Texans address offensive needs early; have 3 picks Saturday
HOUSTON (AP) After years of focusing on defense in the draft by choosing J.J. Watt, Jadeveon Clowney, Whitney Mercilus, Kevin Johnson, Kareem Jackson and Brian Cushing, the Houston Texans shifted to offense this time around, adding a bevy of playmakers that should help new quarterback Brock Osweiler.
Houston took offensive players in the first four rounds of the draft for the first time since its first draft in 2002.
First-round pick Will Fuller, a Notre Dame receiver selected 21st overall, should take some pressure off star DeAndre Hopkins, who made his first Pro Bowl last season after finishing third in the NFL with 1,521 yards receiving.
''There's still going to be some double teams on a guy that caught 111 balls,'' coach Bill O'Brien said of Hopkins. ''He's a great player. But I think one of the things we looked at was ... trying to give him some help. Trying to get it where he could be more 1-on-1 and things like that. And I think that's what we've done with this offensive skill draft class.''
Fuller had 62 receptions for 1,258 yards and 14 touchdowns last season for the Fighting Irish. It was his second straight 1,000-yard receiving season after he had a career-high 76 receptions for 1,094 yards and 15 touchdowns - also a career-best - in 2014.
In the second round, Houston addressed another need by trading up two spots to take Fuller's teammate, center Nick Martin. Houston added Osweiler and running back Lamar Miller in free agency to boost their offense, but were looking for a center after losing Ben Jones in free agency to the Titans. The 6-foot-4, 299-pound Martin is the younger broker of Zack Martin, who was a first-round pick by the Cowboys in 2014 and a two-time Pro-Bowler at guard.
Their third-round pick is an intriguing playmaker: Former Ohio State quarterback Braxton Miller was the 85th overall selection after converting to receiver this season following sitting out a year with a shoulder injury.
He was the two-time Big Ten offensive player of the year in 2012 and 2013 after throwing for more than 2,000 yards and rushing for more than 1,000 in both of those seasons. He finished fifth in the Heisman Trophy voting in 2012 when he ran for a career-high 1,271 yards and was responsible for 28 touchdowns.
He couldn't throw more than 45 yards after his shoulder injury so he requested a move to receiver. In 13 games he had 26 receptions for 341 yards and three touchdowns and ran 42 times for 281 yards and another score.
O'Brien said they had a long conversation on Friday night after drafting Miller about the importance of not overwhelming him early.

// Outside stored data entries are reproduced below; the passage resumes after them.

PR #1849, opened 2022-10-11
Auto link in stability table

svrnm:
Small improvement for the tables with the stability matrix: if the value is "Stable" or "Experimental" it will automatically link the definition in the spec like some of the pages are doing it already.

### DIFF
--- a/layouts/shortcodes/lang_instrumentation_index_head.md
+++ b/layouts/shortcodes/lang_instrumentation_index_head.md
@@ -1,7 +1,18 @@
 {{ $data := index $.Site.Data.instrumentation.languages (.Get 0) }}
 {{ $name := $data.name }}
 {{ $relUrl := printf "https://github.com/open-telemetry/opentelemetry-%s/releases" (.Get 0) -}}
-
+{{ $tracesStatus := $data.status.traces | humanize }}
+{{ $metricsStatus := $data.status.metrics | humanize }}
+{{ $logsStatus := $data.status.logs | humanize }}
+{{ if in "Stable Experimental" $tracesStatus }}
+    {{ $tracesStatus = printf "[%s](/docs/reference/specification/versioning-and-stability/#%s)" $tracesStatus $data.status.traces }}
+{{ end }}
+{{ if in "Stable Experimental" $metricsStatus }}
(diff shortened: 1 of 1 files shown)


layouts/shortcodes/lang_instrumentation_index_head.md
```diff
@@ -1,7 +1,18 @@
...
+{{ $tracesStatus := $data.status.traces | humanize }}
+{{ $metricsStatus := $data.status.metrics | humanize }}
+{{ $logsStatus := $data.status.logs | humanize }}
+{{ if in "Stable Experimental" $tracesStatus }}
+    {{ $tracesStatus = printf "[%s](/docs/reference/specification/versioning-and-stability/#%s)" $tracesStatus $data.status.traces }}
+{{ end }}
+{{ if in "Stable Experimental" $metricsStatus }}
+    {{ $metricsStatus = printf "[%s](/docs/reference/specification/versioning-and-stability/#%s)" $metricsStatus $data.status.metrics }}
+{{ end }}
+{{ if in "Stable Experimental" $logsStatus }}
```
cartermp, line 13: Should "Development" also be added?

melbgirl:
What will the change look like @svrnm? TIA

svrnm:
> Details

Sure, compare the preview with the current docs on some of the languages where that table is used:

https://deploy-preview-1849--opentelemetry.netlify.app/docs/instrumentation/cpp/
vs
https://opentelemetry.io/docs/instrumentation/cpp/

layouts/shortcodes/lang_instrumentation_index_head.md
svrnm: To what URL should it point then?

https://opentelemetry.io/docs/reference/specification/versioning-and-stability/

knows Stable, Experimental, Deprecated, Removed

cartermp: Not sure, but this is the status for JS + logs, for example.

svrnm: yeah, there are some terms used which are not officially supported, that's why I check for Stable & Experimental and skip the rest.

cartermp (approved):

''We have a plan for Braxton,'' he said. ''You can't throw everything at these guys right away because you have to give them a chance to learn and to be able to play fast. To be able to play the game at a good pace, the way they played the game in college.''
In the fourth round they added depth at running back, making San Jose State's Tyler Ervin the 119th pick. Ervin ran for 1,601 yards with 13 touchdowns last season after rushing for 888 yards and four scores in 2014. He's also a threat out of the backfield after grabbing 74 receptions for 640 yards combined in the last two years.
Ervin, who also saw limited action at cornerback, could find a place in Houston's return game after finishing his college career with 2,374 return yards and three touchdowns. He left San Jose State as the school's career leader in all-purpose yards with 6,146 yards.
''He's a dynamic football player,'' general manager Rick Smith said. ''Those stats are impressive ... he is a tough, durable football player. I think with his skillset and his versatility there are a lot of things we can do with the young man.''
The Texans have placed a premium on speed in this draft. Ervin ran a 4.41 40-yard dash, to become the third player they've drafted this season to run a 4.5 or faster. Miller, who was a two-time Big Ten player of the year at quarterback, was clocked at 4.5 in the 40.
''Some of it is just how the board falls so we were fortunate to be in multiple positions where we had guys we really liked at the corresponding values,'' Smith said. ''We were able to take those guys and they spoke to (our) intent ... (of) trying to get faster. It was something that we were trying to add to our football team.''
Houston finally looked to the other side of the ball in the fifth round when they chose West Virginia safety K.J. Dillon with the 159th pick and Clemson nose tackle D.J. Reader at 166.
The Texans did not have any picks in the sixth or seventh rounds after trading them away to move up to get Fuller and Martin and because of past moves.